- **WORK TO COMPLETE**
Go through the data below and return each line where the string "from" appears.

(Saved data entries)
>>>>>

PR #158, opened 2018-07-18
Adjust tunables, fix issues with start/stop timers, what entries removed, etc

bschatz-swift:
Adjust tunables, start/stop of discard timer and when to discard

    Adjusted the tunables based on more testing.

    Fix issues related to when we start/stop the timers

    Fix bug where we were incorrectly discarding inodes from the inode cache.

    Moved execution of for() loop under if statement since no need to test for() loop
    if if statement did not pass.

### DIFF
--- a/inode/config.go
+++ b/inode/config.go
@@ -121,33 +121,36 @@ func startInodeCacheDiscard(confMap conf.ConfMap, volume *volumeStruct, volumeSe
 	)
 	LRUCacheMaxBytes, err = confMap.FetchOptionValueUint64(volumeSectionName, "MaxBytesInodeCache")
 	if nil != err {
-		return
+		LRUCacheMaxBytes = 10485760 // TODO - Remove setting a default value
+		err = nil
 	}
 	volume.inodeCacheLRUMaxBytes = LRUCacheMaxBytes
 
 	LRUDiscardTimeInterval, err = confMap.FetchOptionValueDuration(volumeSectionName, "InodeCacheEvictInterval")
 	if nil != err {
-		return
+		LRUDiscardTimeInterval = 1 * time.Second // TODO - Remove setting a default value
+		err = nil
 	}
 
-	if LRUDiscardTimeInterval == 0 {
+	if LRUDiscardTimeInterval != 0 {
+		volume.inodeCacheLRUTickerInterval = LRUDiscardTimeInterval
+		volume.inodeCacheLRUTicker = time.NewTicker(volume.inodeCacheLRUTickerInterval)
+
+		logger.Infof("Inode cache discard ticker for 'volume: %v' is: %v MaxBytesInodeCache: %v",
+			volume.volumeName, volume.inodeCacheLRUTickerInterval, volume.inodeCacheLRUMaxBytes)
+
+		// Start ticker for inode cache discard thread
+		go func() {
+			for range volume.inodeCacheLRUTicker.C {
+
+				volume.inodeCacheDiscard()
+			}
+		}()
+	} else {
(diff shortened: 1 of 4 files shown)


inode/config.go
```diff
@@ -121,33 +121,36 @@ func startInodeCacheDiscard(confMap conf.ConfMap, volume *volumeStruct, volumeSe
...
 
 	LRUDiscardTimeInterval, err = confMap.FetchOptionValueDuration(volumeSectionName, "InodeCacheEvictInterval")
 	if nil != err {
-		return
+		LRUDiscardTimeInterval = 1 * time.Second // TODO - Remove setting a default value
+		err = nil
 	}
 
-	if LRUDiscardTimeInterval == 0 {
+	if LRUDiscardTimeInterval != 0 {
```
edmc-ss, line 135: I guess we technically shouldn't assume 0s is == 0... time.Duration just happens to be an int64 and I gather the parser is being friendly and not requiring us to type cast 0 to be either int64(0) or, more completely, time.Duration(0).

inode/inode.go
```diff
@@ -373,55 +373,52 @@ func (vS *volumeStruct) inodeCacheDiscard() {
 		inodesToDrop = (vS.inodeCacheLRUItems * globals.inodeSize) - vS.inodeCacheLRUMaxBytes
 		inodesToDrop = inodesToDrop / globals.inodeSize
 		inodesToDrop += inodesToDrop / 4
-	}
-	for ((vS.inodeCacheLRUItems * globals.inodeSize) > vS.inodeCacheLRUMaxBytes) &&
-		(inodesToDrop > 0) {
-		inodesToDrop--
+		for ((vS.inodeCacheLRUItems * globals.inodeSize) > vS.inodeCacheLRUMaxBytes) &&
```
edmc-ss: I now accept what @bschatz-swift & @charmster are trying to say here that "users" don't really care about # of inodes but rather space... but I guess I see no advantage in internally calculating size everytime... especially since it is an approximation anyway.

Couldn't we just "compute" vS.inodeCacheLRUMaxItems by taking vS.InodeCacheLRUMaxBytes and dividing by globals.inodeSize at volume creation time?

inode/inode.go
```diff
@@ -373,55 +373,52 @@ func (vS *volumeStruct) inodeCacheDiscard() {
...
-		//
-		// We then release the volume lock before deleting the inode from the cache and
-		// then releasing the DLM lock.
-		inodeRWLock.Unlock()
-
-		// vS.inodeCacheDrop() removed the inode from the freelist so
-		// the head is now different
-		vS.Lock()
 	}
 	vS.Unlock()
```
edmc-ss: So, just to be clear, we will hold the vS.Lock while in the loop?

If that is so, then I think the test at the top of the loop can be simplified to just `inodesToDrop > 0` since it can only be "this loop" that decrements vS.inodeCacheLRUItems, right? If two such timer tick instances happen to be running at the same time, only one of them will have the vS.Lock and the other will be blocked... and presumably find nothing to do when they eventually get the lock.

edmc-ss (approved):
This looks great - I only had a couple of stylistic comments.

Re your changing of the two .conf files and lamenting feeling the need to go back and match those values in the half dozen or so *_test.go files, I don't think you should feel the need to change them. There is no requirement that they match.

Indeed, I've on occasion been optimizing our test cases to e.g. have fewer Swift retries...

inode/inode.go
bschatz-swift: We do hold the volume lock the whole time.   I will change the for loop since it would be clearer.

bschatz-swift:
I updated the for loop.  I am now rebuilding so that we can start our long running test.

<<<<<

- **WRITTEN RESPONSE**
    Fix bug where we were incorrectly discarding inodes from the inode cache.
-		// We then release the volume lock before deleting the inode from the cache and
-		// vS.inodeCacheDrop() removed the inode from the freelist so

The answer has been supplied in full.